§ **Recorded data**
PR #2759, opened 2025-01-13
Add an option to disable disable measuring kudo buffer copy.

liurenjie1024:
Part 2 of https://github.com/NVIDIA/spark-rapids/issues/11995 .

When used in shuffle cases with large partition numbers, each call to `System.nanoTime` is still quite expensive compared with a small memory copy. This pr adds an option to disable this measurement and disable it by default.


revans2 (commented):
Can we please tie this into visibility of the copy buffer time metric? If this is off, but the metric still shows up on the UI it will be confusing for customers.

binmahone (approved):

§ **Problem requirements**
Output each of the records exactly as it stands above.

§ **Answer section**
PR #2759, opened 2025-01-13
Add an option to disable disable measuring kudo buffer copy.

liurenjie1024:
Part 2 of https://github.com/NVIDIA/spark-rapids/issues/11995 .

When used in shuffle cases with large partition numbers, each call to `System.nanoTime` is still quite expensive compared with a small memory copy. This pr adds an option to disable this measurement and disable it by default.


revans2 (commented):
Can we please tie this into visibility of the copy buffer time metric? If this is off, but the metric still shows up on the UI it will be confusing for customers.

binmahone (approved):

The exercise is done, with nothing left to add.